Disseminated gonococcal infection secondary to a rare homozygous mutation resulting in complement factor I deficiency

Disseminated gonococcal infection (DGI) is a rare but serious complication of Neisseria gonorrhoeae infection. Invasion of the bloodstream by N. gonorrhoeae can lead to septic arthritis, polyarthralgia, tenosynovitis, rash, and less commonly meningitis or endocarditis (1, 2, 3). Deficiencies of components of the alternative and terminal complement pathways have long been implicated in increasing the risk for neisserial infections (4, 5). Here, we report a patient who presented with DGI and was found to have a rare homozygous mutation leading to complement factor I (FI) deficiency.
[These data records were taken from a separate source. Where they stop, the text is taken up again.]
PR #217, opened 2021-05-19
BUG: extra columns #203

### LINKED ISSUE #203: BUG: generate_staypoints and generate_trips
if the input pfs already has a column `staypoint_id`, the following error will occur on Line 144

`ValueError: columns overlap but no suffix specified: Index(['staypoint_id'], dtype='object')`

abcnishant007:
closes #203

### DIFF
--- a/tests/preprocessing/test_positionfixes.py
+++ b/tests/preprocessing/test_positionfixes.py
@@ -30,10 +30,10 @@ class TestGenerate_staypoints:
         # not cause any problems in the second run
         pfs, _ = ti.io.dataset_reader.read_geolife(os.path.join("tests", "data", "geolife"))
         pfs_run_1, stps = pfs.as_positionfixes.generate_staypoints(
-            method="sliding", dist_threshold=0, time_threshold=0, include_last=True
+            method="sliding", dist_threshold=100, time_threshold=5.0, include_last=True
         )
         pfs_run_2, stps = pfs_run_1.as_positionfixes.generate_staypoints(
-            method="sliding", dist_threshold=0, time_threshold=0, include_last=True
+            method="sliding", dist_threshold=100, time_threshold=5.0, include_last=True
         )
         assert set(pfs_run_1.columns) == set(pfs_run_2.columns)
 
--- a/tests/preprocessing/test_positionfixes.py
+++ b/tests/preprocessing/test_positionfixes.py
@@ -29,10 +29,10 @@ class TestGenerate_staypoints:
         # we run generate_staypoints twice in order to check that the extra column(tripleg_id) does
         # not cause any problems in the second run
         pfs, _ = ti.io.dataset_reader.read_geolife(os.path.join("tests", "data", "geolife"))
-        pfs_run_1, stps = pfs.as_positionfixes.generate_staypoints(
+        pfs_run_1, _ = pfs.as_positionfixes.generate_staypoints(
             method="sliding", dist_threshold=100, time_threshold=5.0, include_last=True
         )
-        pfs_run_2, stps = pfs_run_1.as_positionfixes.generate_staypoints(
+        pfs_run_2, _ = pfs_run_1.as_positionfixes.generate_staypoints(
             method="sliding", dist_threshold=100, time_threshold=5.0, include_last=True
         )
         assert set(pfs_run_1.columns) == set(pfs_run_2.columns)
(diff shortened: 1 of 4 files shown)


abcnishant007:
@hong2223 
I added two tests to make sure that the actual bug does not exist anymore. 
do you have any suggestions why my the code coverage decreased after my changes?

abcnishant007:
@hong2223 ignore the previous comment about coverage. Actually the coverage decrease was probably because of some older results being displayed. It is fine now. Please feel free to review.

trackintel/preprocessing/positionfixes.py
```diff
@@ -214,6 +218,10 @@ def generate_triplegs(pfs_input, stps_input, method="between_staypoints", gap_th
     # copy the original pfs for adding 'staypoint_id' column
     pfs = pfs_input.copy()
 
+    # if the positionfixes already have a column "tripleg_id", we drop it
+    if "tripleg_id" in pfs:
```
hong2223, line 222: The original bug probably would not occur in this function: We wrote `pfs["tripleg_id"] = pd.NA` in Line [264](https://github.com/mie-lab/trackintel/blob/ddd0a9df13d5e4e0ffe962ccf261655e1c814aa4/trackintel/preprocessing/positionfixes.py#L264).

But it won't hurt to add this either :)

tests/preprocessing/test_positionfixes.py
```diff
@@ -23,6 +23,20 @@ def geolife_pfs_stps_long():
...
     """Tests for generate_staypoints() method."""
 
+    def test_duplicate_columns(self):
+        """Test if running the function twice, the generated column does not yield exception in join statement"""
+
+        # we run generate_staypoints twice in order to check that the extra column(tripleg_id) does
+        # not cause any problems in the second run
+        pfs, _ = ti.io.dataset_reader.read_geolife(os.path.join("tests", "data", "geolife"))
+        pfs_run_1, stps = pfs.as_positionfixes.generate_staypoints(
+            method="sliding", dist_threshold=0, time_threshold=0, include_last=True
```
hong2223, line 33: Here may be using a "normal" parameter set would be better. Like ` dist_threshold=100, time_threshold=5.0`

tests/preprocessing/test_positionfixes.py
```diff
@@ -23,6 +23,20 @@ def geolife_pfs_stps_long():
 class TestGenerate_staypoints:
     """Tests for generate_staypoints() method."""
 
+    def test_duplicate_columns(self):
+        """Test if running the function twice, the generated column does not yield exception in join statement"""
+
+        # we run generate_staypoints twice in order to check that the extra column(tripleg_id) does
+        # not cause any problems in the second run
+        pfs, _ = ti.io.dataset_reader.read_geolife(os.path.join("tests", "data", "geolife"))
+        pfs_run_1, stps = pfs.as_positionfixes.generate_staypoints(
```
hong2223, line 32: `stps` is not used, consider replacing it with `_`. Same in Line 35

tests/preprocessing/test_positionfixes.py
```diff
@@ -123,6 +137,17 @@ def test_temporal(self):
...
 
+    def test_duplicate_columns(self, geolife_pfs_stps_long):
+        """Test if running the function twice, the generated column does not yield exception in join statement"""
+
+        # we run generate_triplegs twice in order to check that the extra column (tripleg_id) does
+        # not cause any problems in the second run
+        pfs, stps = geolife_pfs_stps_long
+        # case 1
+        pfs_run_1, tpls = pfs.as_positionfixes.generate_triplegs(stps, method="between_staypoints")
+        pfs_run_2, tpls = pfs_run_1.as_positionfixes.generate_triplegs(stps, method="between_staypoints")
```
hong2223, line 148: Line 147-148, `tpls` is not used, replace with `_`

tests/preprocessing/test_positionfixes.py
```diff
@@ -123,6 +137,17 @@ def test_temporal(self):
 class TestGenerate_triplegs:
     """Tests for generate_triplegs() method."""
 
+    def test_duplicate_columns(self, geolife_pfs_stps_long):
+        """Test if running the function twice, the generated column does not yield exception in join statement"""
+
+        # we run generate_triplegs twice in order to check that the extra column (tripleg_id) does
+        # not cause any problems in the second run
+        pfs, stps = geolife_pfs_stps_long
+        # case 1
```
hong2223, line 146: what is case 1?

hong2223 (changes requested):
Thanks for the fix. 

Issue #203 states the bug is also observed in the `generate_trips` function, would be good if you can add the fix and a test function in that function as well.

tests/preprocessing/test_positionfixes.py
abcnishant007: done

tests/preprocessing/test_positionfixes.py
abcnishant007: done

tests/preprocessing/test_positionfixes.py
abcnishant007: it was a typo, removed

tests/preprocessing/test_positionfixes.py
abcnishant007: done

trackintel/preprocessing/positionfixes.py
abcnishant007: noted :) I have retained this

hong2223:
> @hong2223 once the contributor has made the requested changes according to the review, is the contributor supposed to click on "Resolve conversation" for each sub-comment? I just wrote "done" in each, not sure if that is the right way 😆

As you wish, we are flexible on this. I will now merge this PR, great work!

The patient is a 34-year-old Hispanic male who presented to the emergency department (ED) in March 2024 with fever, arthralgia, and rash. He reported 2 wk of low-grade fever, bilateral ankle arthralgia with swelling, and a rash over his back, both arms, and legs. He additionally reported poor appetite and weight loss of ∼40 pounds over the past 4 mo.

His past medical history included two similar episodes that required hospitalization, the first in April 2021 and subsequently in November 2023 for which infectious diseases workup included negative blood cultures and transesophageal echocardiogram, while immunologic workup was notable for positive c-antineutrophil cytoplasmic antibody (1:160), low C3c (34 mg/dl; normal reference range 82–185 mg/dl), normal C4c, and negative antinuclear antibody, myeloperoxidase, antiproteinase 3, rheumatoid factor, and human leukocyte antigen B27. At the time, he was suspected to have IgA vasculitis and was treated with prednisone that was tapered over several weeks. He had Poland syndrome, a condition characterized by the partial or complete absence of the pectoralis major muscle, possibly resulting from a vascular insult during early embryological stages (6); in this case, it manifested as right chest wall hypoplasia and right-hand malformations. He had meningococcal meningitis at age 13 years and a prior methicillin-resistant Staphylococcus aureus infection involving the groin at age 17 years. The patient had no known allergies and was not taking any medications. He denied smoking or using intravenous or other recreational drugs. He occasionally consumed alcohol. He did not have any tattoos. He denied any recent travel. He reported one female sexual partner with whom he had two children. He admitted facing housing instability. His family history was negative for recurrent infections, and his parents, two siblings, and two school-age children were alive and healthy.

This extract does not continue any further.